Georgia/Tennessee Water Settlement Proposal
Radio Commentary, 90.7, 91.7 New Life FM, April 26, 2013 – By Sue Ella Deadwyler
Good morning, Jim. A mistake was made in 1818 when the boundary between Georgia and Tennessee was drawn. The surveyor put the boundary one mile south of the actual location of the 35th parallel. Since then, several resolutions and acts by both Georgia and Tennessee have recognized the problem, but the boundary has not been corrected. That might not be an issue to the State of Tennessee, but a corrected border would give Georgia access to water in the Tennessee River at Nickajack.
H.R. 4 proposes a remedy to the error of 1818 and asks Tennessee to settle the dispute by adopting the proper location of the boundary as outlined in the bill. If Tennessee rejects these conditions and Georgia insists on a corrected boundary, Georgia could file suit against Tennessee to set the 35th parallel of north latitude as the true and correct boundary.
H.R. 4 gives Tennessee until the last day of the 2014 legislative session to reach an agreement OR the Georgia Attorney General will be directed to take whatever action necessary to file suit in the U.S. Supreme Court against Tennessee for final settlement of the boundary issue.H.R. 4 is a good bill and it did pass, but I’m always astonished when a good bill that would preserve evidence of our heritage is left in committee to die. H.B. 91 introduced by Representative Benton on January 28th went to the State Properties committee and it’s still there.
H.B. 91 would protect government statues, monuments, plaques, banners and other commemorative symbols that are erected, constructed, created, or maintained on state government property.
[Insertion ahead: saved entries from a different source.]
PR #1226, opened 2025-07-16
`FeatureFormView`/`PopupView` - Use common model for loading utility associations, improve related UI in FFV

dfeinzimer:
Apollo 1312

- Creates new `UtilityAssociationsElement` protocol (similar to `AttachmentsFeatureElement`)
- Moves `AssociationsFilterResultsModel` into new shared locations and refactors it to use `UtilityAssociationsElement`
- Converts `UtilityAssociationsFormElementView` and `UtilityAssociationsPopupElementView` to use the new shared `AssociationsFilterResultsModel`
- Moves two `Text` labels into a shared location to be used by both `UtilityAssociationsFormElementView` and `UtilityAssociationsPopupElementView`
- Moves `UtilityAssociationResultLabel` into the new shared folder at `Common/UtilityAssociationsElement/`

| Before | After |
|---|---|
|  |  |


Sources/ArcGISToolkit/Common/UtilityAssociationsElement/UtilityAssociationsElement.swift
```diff
@@ -0,0 +1,24 @@
...
+// distributed under the License is distributed on an "AS IS" BASIS,
+// WITHOUT WARRANTIES OR CONDITIONS OF ANY KIND, either express or implied.
+// See the License for the specific language governing permissions and
+// limitations under the License.
+
+import ArcGIS
+
+/// Common properties for utility associations elements.
+protocol UtilityAssociationsElement: Sendable {
+    var associationsFilterResults: [UtilityAssociationsFilterResult] { get async throws }
```
CalebRas, line 19: Does this need a doc comment? Feel free to ignore if you don't think so.

Sources/ArcGISToolkit/Extensions/SwiftUI/Text.swift
```diff
@@ -55,4 +64,16 @@ extension Text {
             comment: "A label for a button allowing the user to retry an operation."
         )
     }
+    
+    static func makeErrorFetchingFilterResultsMessage(_ error: any Error) -> Self {
```
CalebRas, line 68: Same as above with this.

CalebRas (approved):
Looks good! Nice change

mhdostal (approved):

Sources/ArcGISToolkit/Extensions/SwiftUI/Text.swift
dfeinzimer: Phil R pointed out that since this method is static, it is not a factory method, and therefore it should not start with "make". I've renamed it and added doc.

CalebRas (approved):

mhdostal (approved):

If it were to pass next session, such government property could not be relocated, removed, concealed, obscured or altered in any way by any officer or agency. Anyone who damages, destroys, or loses a monument or takes or removes a monument without replacing it would be responsible got repairing it or replacing it and must repay the state for attorney fees and court costs if the issue has to be settled in court.
H.B. 91 also protects privately owned monuments located on private property and gives the private property owner the right to sue for injury or damages if this were to become law. The bad news is it didn’t pass this session. The good news is it remains alive for next session. For Georgia Insight I’m Sue Ella Deadwyler, your Capitol correspondent.